SAbhi 11-21-2014 02:13 AM

Quote:

Code:

mkdir more_than_50_seqs
mkdir fewer_than_4_seqs   
for FILENAME in *.fa 
do
NUMBER_OF_OGs=`grep -c \> $FILENAME` 
echo $NUMBER_OF_OG
if [$NUMBER_OF_OGs -gt 50]
then
        mv $FILENAME ./more_than_50_seqs/
elseif [$NUMBER_OF_OGs -lt 4]
then
        mv $FILENAME ./fewer_than_4_seqs/
else
        echo
fi
done


# making dir but not checking if they already exist... not a wise idea

Are you checking the count of duplicate .fa files or counting all .fa files ?
in both cases i dont see grep -c or the code you wrote is much of a use here rather using wc -l while listing files can give you count of occurences of the file.

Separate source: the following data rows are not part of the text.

Issue #51, opened 2018-06-19
Publish events


ivarconr:
The client should provide a way for users to subscribe on interesting events. Preferably without introducing third party dependencies. 

Examples:

- `ready` - Unleash client has fetched initial state from unleash-server is able to serve request
- `update` - Unleash client got updated toggle configuration from server.  
- `error` - Unleash client failed fetching data from unleash-server (might want to set some retry limit?).

ivarconr:
I imagine some way of users to register them as subscribers to receive callbacks for events. We should use [WeakReference](https://docs.oracle.com/javase/7/docs/api/java/lang/ref/WeakReference.html) to store the internal subscriber object, so that stuff can be garbage-collected if the only thing holding a reference is the list of subscribers.

ivarconr:
Would it be doable to follow the event-emitter pattern from node.js?

```java
DefaultUnleash unleash = new DefaultUnleash();
unleash.on("ready", (event) -> {
   System.out.prrintln(event);
});
```

ivarconr:
The observable pattern could be one way to go, I have tested a small implementation here: 
https://github.com/Unleash/unleash-client-java/compare/events/observable?expand=1

PR #67, opened 2019-02-08
feat: subscriber api

jan-berge-ommedal:
- subscribe to all or some events by implementing an UnleashSubscriber
 - improved support for supplying a custom UnleashScheduledExecutor through UnleashConfig
 - default UnleashScheduledExecutor is instantiated lazily
 - isolate periodical task from one-off tasks
 - adding assert4j for more fluent assertions
 - bugfix in FeatureToggleRepository.updateToggles() - do not log error
when status=NOT_CHANGED

targets issue #51

### DIFF
--- a/src/main/java/no/finn/unleash/event/UnleashSubscriber.java
+++ b/src/main/java/no/finn/unleash/event/UnleashSubscriber.java
@@ -1,0 +1,25 @@
+package no.finn.unleash.event;
+
+import no.finn.unleash.UnleashException;
+import no.finn.unleash.metric.ClientMetrics;
+import no.finn.unleash.metric.ClientRegistration;
+import no.finn.unleash.repository.FeatureToggleResponse;
+import no.finn.unleash.repository.ToggleCollection;
+import org.apache.logging.log4j.LogManager;
+
+public interface UnleashSubscriber {
+
+    default void onError(UnleashException unleashException) {
+        LogManager.getLogger(UnleashSubscriber.class).warn(unleashException.getMessage(), unleashException);
+    }
+
+    default void on(UnleashEvent unleashEvent) { }
+    default void onReady(UnleashReady unleashReady) { }
+    default void toggleEvaluated(ToggleEvaluated toggleEvaluated) { }
+    default void togglesFetched(FeatureToggleResponse toggleResponse) { }
+    default void clientMetrics(ClientMetrics clientMetrics) { }
+    default void clientRegistered(ClientRegistration clientRegistration) { }
+    default void togglesBackedUp(ToggleCollection toggleCollection) { }
+    default void toggleBackupRestored(ToggleCollection toggleCollection) { }
+
+}
--- a/src/main/java/no/finn/unleash/metric/UnleashMetricsSender.java
+++ b/src/main/java/no/finn/unleash/metric/UnleashMetricsSender.java
@@ -2,6 +2,7 @@ package no.finn.unleash.metric;
 
 import com.google.gson.*;
 import no.finn.unleash.UnleashException;
+import no.finn.unleash.event.EventDispatcher;
 import no.finn.unleash.util.UnleashConfig;
 import no.finn.unleash.util.UnleashURLs;
 import org.apache.logging.log4j.LogManager;
@@ -18,16 +19,17 @@ import java.time.ZoneOffset;
 import static java.time.format.DateTimeFormatter.ISO_INSTANT;
 
 public class UnleashMetricsSender {
-    private static final Logger LOG = LogManager.getLogger(UnleashMetricsSender.class);
     private static final int CONNECT_TIMEOUT = 1000;
 
     private final Gson gson;
+    private final EventDispatcher eventDispatcher;
     private UnleashConfig unleashConfig;
     private final URL clientRegistrationURL;
     private final URL clientMetricsURL;
 
     public UnleashMetricsSender(UnleashConfig unleashConfig) {
         this.unleashConfig = unleashConfig;
+        this.eventDispatcher = new EventDispatcher(unleashConfig);
         UnleashURLs urls =  unleashConfig.getUnleashURLs();
         this.clientMetricsURL = urls.getClientMetricsURL();
         this.clientRegistrationURL = urls.getClientRegisterURL();
@@ -49,8 +51,9 @@ public class UnleashMetricsSender {
         if(!unleashConfig.isDisableMetrics()) {
             try {
                 post(clientRegistrationURL, registration);
+                eventDispatcher.dispatch(registration);
             } catch(UnleashException ex) {
-                LOG.warn("failed to register client", ex);
+                eventDispatcher.dispatch(ex);
             }
         }
     }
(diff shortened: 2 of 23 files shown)


src/main/java/no/finn/unleash/repository/FeatureToggleRepository.java
```diff
@@ -41,13 +58,18 @@ private Runnable updateToggles() {
...
+                eventDispatcher.dispatch(response);
+                FeatureToggleResponse.Status status = response.getStatus();
+                if (status == FeatureToggleResponse.Status.CHANGED) {
                     toggleCollection = response.getToggleCollection();
                     toggleBackupHandler.write(response.getToggleCollection());
-                } else {
-                    LOG.warn("Error fetching toggles from Unleash API (StatusCode: {})", response.getHttpStatusCode());
+                } else if (status == FeatureToggleResponse.Status.UNAVAILABLE){
+                    String errorMessage = "Error fetching toggles from Unleash API - StatusCode: " + response.getHttpStatusCode();
+                    eventDispatcher.dispatch(new UnleashException(errorMessage, null));
```
ivarconr: Here we might end up dispatching twice for same event, both in line 61 and here.

jan-berge-ommedal: My thinking here was that this case is interesting for subscribers reacting to onError(), instead of having to check the status of FeatureToggleResponse. Alternatively, onError() could be called conditionally from FeatureToggleResponse.publishTo() if that's better. Or I could remove it altogether. What do you prefer?

src/main/java/no/finn/unleash/metric/UnleashMetricsSender.java
```diff
@@ -87,6 +94,7 @@ private int post(URL url, Object o) throws UnleashException {
 
             connection.connect();
 
+            // TODO should probably check response code to detect errors?
```
jan-berge-ommedal: should I do something about this?

src/main/java/no/finn/unleash/util/UnleashConfig.java
```diff
@@ -227,7 +265,10 @@ public UnleashConfig build() {
                     sendMetricsInterval,
                     disableMetrics,
                     contextProvider,
-                    synchronousFetchOnInitialisation);
+                    synchronousFetchOnInitialisation,
+                    Optional.ofNullable(scheduledExecutor).orElseGet(UnleashScheduledExecutorImpl::getInstance),
+                    Optional.ofNullable(unleashSubscriber).orElseGet(NoOpSubscriber::new)
```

better see man page first.

here is what you can do once you decide what you want to count:
get the count , compare it and check if teh dir you want exists
if not make one else move the file to a dir depending on the count.

grail 11-21-2014 02:22 AM

I see a few issues:

1. No space either side of [ and ], remember that [ is a command, so you would not write lsdir, you would write ls dir

2. elseif is incorrect in bash, you want to use elif

3. If you use (()) instead of [] you can perform arithmetic comparisons with familiar symbols
Code:

if (( NUMBER_OF_OGs > 50 ))
4. Personal choice, but when using non-alphanumeric characters I prefer to place quotes around strings to help protect it against shell expansion
Code:

NUMBER_OF_OGs=$(grep -c '\>' $FILENAME)
5. I do not believe the escape is required inside the single quotes either

6. $() is clearer than `` and can be nested easily

7. Based on your description, I am not 100% sure you are performing the correct test?? You say you want files with greater than 50 occurrences of '>', however the -c option for grep will return the number of lines
that match your criteria and not the number of '>' that appear, ie. you could have a file with one line and 51 '>' but this would not return as the -c will return only 1

kmkocot 11-21-2014 06:22 PM

Thanks guys!

Grail, thanks for noticing that I'm only counting lines with a greater than symbol but FYI the file format that I'm using will always have one or zero greater than symbols per line. This code with your suggestions did the trick:

Code:

mkdir more_than_50_seqs
mkdir fewer_than_4_seqs
for FILENAME in *.fa
do
NUMBER_OF_OGs=$(grep -c '>' $FILENAME)
echo $NUMBER_OF_OG
if (( $NUMBER_OF_OGs > 50 ))
then
        mv $FILENAME ./more_than_50_seqs/
elif (( $NUMBER_OF_OGs < 4 ))
then
        mv $FILENAME ./fewer_than_4_seqs/
else
        echo $FILENAME has >4 but <50 sequences
fi
done

Thanks!
Kev

nbritton 11-21-2014 10:45 PM

Code:

#!/bin/bash

if ! test -d "./more_than_50_seqs"; then
    mkdir ./more_than_50_seqs;
fi

if ! test -d "./less_than_4_seqs"; then
    mkdir ./less_than_4_seqs;
fi

for i in *.fa; do
    if [[ $(grep -c ">" $i) -gt 50 ]]; then
        mv $i ./more_than_50_seqs/;
    elif [[ $(grep -c ">" $i) -lt 4 ]]; then
        mv $i ./less_than_4_seqs/;
    fi
done


nbritton 11-21-2014 10:54 PM

You shouldn't use upper case variable names.

http://wiki.bash-hackers.org/scripti...variable_names
http://wiki.bash-hackers.org/scripting/style


All times are GMT -5. The time now is 04:17 PM.